As for humans (and domesticated animals as well), we sometimes get stuck somewhere in this Fight/Flight/Freeze/Feign process.  We didn't have Completion of one or more stages in the Survival Physiological Responses, which causes symptoms of Post Traumatic Stress (PTS).  


For example, we didn't get to fight, we may have symptoms of pain and tension in our arms and neck.  The energy never had a chance to work it's way out but the impulse is still there, still requiring blood flow, still pumping adrenaline, keeping us in high alert, exhausting our reserves.


If we had an impulse to flee, there is likely too much muscle tone in the legs, forward stance, a readiness to pounce, to move, to run towards safety or away from danger.

In some scenarios there are symptoms of hypertension and hypervigilence, in other circumstances, or for other people, there may be a flacidity, a lack or impulse or ability to move or act, depression or digestive problems.  Again, acknowledging that in some moment in time, that stillness is likely what the system perceived as successful strategy to stay alive, it will keep employing that coping mechanism with other perceived threats and stressors throughout time.  In this case, we need to awaken the inner tiger; we need to find and activate innate impulses at our more advanced stage of understanding and development.

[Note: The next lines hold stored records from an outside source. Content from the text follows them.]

PR #383, opened 2019-09-05
Set up owners tree/rules/check to filter rules that match the file being tested

rcebulko:
Rules themselves are strictly hierarchical, and since they'll only be applied to files that are already limited by ownership subtree, re-matching the path is redundant, repetitive, and redundant. `matchesFile` will now act as a filter, such as for globs and patterns. Basic owners rules have no filters, but upcoming rules supporting filetypes and filenames and other patterns will extend the `OwnersRule` class and may override the `matchesFile` test.

### DIFF
--- a/owners/src/owners.js
+++ b/owners/src/owners.js
@@ -99,6 +99,19 @@ class OwnersTree {
     const segments = filePath.split(path.sep);
     let subtree = this;
 
+    if (!this.isRoot) {
+      const treeSegments = this.dirPath.split(path.sep);
+      while (treeSegments.length) {
+        const nextTreeDir = treeSegments.shift();
+        const nextDir = segments.shift();
+        if (nextTreeDir !== nextDir) {
+          throw new Error(
+            `Tried to find subtree at path "${filePath}" on a subtree at path "${this.dirPath}"`
+          );
+        }
+      }
+    }
+
     while (segments.length) {
       const nextDir = segments.shift();
       if (!subtree.get(nextDir)) {
--- a/owners/src/owners.js
+++ b/owners/src/owners.js
@@ -148,7 +148,9 @@ class OwnersTree {
    * @return {boolean} true of the user is an owner of the file.
    */
   fileHasOwner(filename, username) {
-    return this.atPath(filename).hasOwner(username);
+    const allRules = this.atPath(filename).allRules;
+    const fileRules = allRules.filter(rule => rule.matchesFile(filename));
+    return fileRules.some(rule => rule.owners.includes(username));
   }
 
   /**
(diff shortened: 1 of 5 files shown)


owners/src/owners.js
```diff
@@ -115,16 +128,16 @@ class OwnersTree {
   }
 
   /**
-   * Tests if a user is in the ownership path of the tree.
+   * Tests if a user is in the ownership path of a file.
    *
+   * @param {!string} filename file to test ownership for.
    * @param {!string} username user to check ownership of.
-   * @return {boolean} true of the username is in this or an ancestor's OWNERS.
+   * @return {boolean} true of the user is an owner of the file.
```
danielrozenberg: nit: "true if"

owners/src/owners.js
```diff
@@ -115,16 +128,16 @@ class OwnersTree {
...
    */
-  hasOwner(username) {
-    const allOwners = this.allRules
-      .map(rule => rule.owners)
-      .reduce((left, right) => left.concat(right), []);
-    return allOwners.includes(username);
+  fileHasOwner(filename, username) {
+    const allRules = this.atPath(filename).allRules;
+    const fileRules = allRules.filter(rule => rule.matchesFile(filename));
+    return fileRules.some(rule => rule.owners.includes(username));
```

We may experience any number of other physical and emotional challenges from past or ongoing present stressors and overwhelming scenarios.  SE works to help reset the nervous system back into parasympathetic operation.  We start slow and with Resourcing.

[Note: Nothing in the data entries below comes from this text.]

PR #385, opened 2019-09-05
Adds a health-check server with app status, owners tree, and PR tests

rcebulko:
This PR:
- Separates owners bot functionality out of `index.js`
- Adds a status check page (`/admin/status`)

Building Capacity & Resiliency

Just as one person who witnesses a terrible crime will go on to a normal day, another person will have recurrent night mares and trouble digesting.  How did one person become so much more resiliant than the other?  It is hard to know, but the good news is that there are many learnable skills we can employ in stressful and overwhelming moments, and afterward.  


As we practice building our capacity to stay centered and have appropriate reactions and responses, we increase our resiliency.  Small things that used to aggrevate or upset us are less invasive in our lives.  We learn to choose and direct our focus and energy into productive thoughts and behaviors, and comfortable sensations.  We elevate our understanding about what triggers us and have more tools to proceed in a healthy manner, letting go of and working with the energy that arises.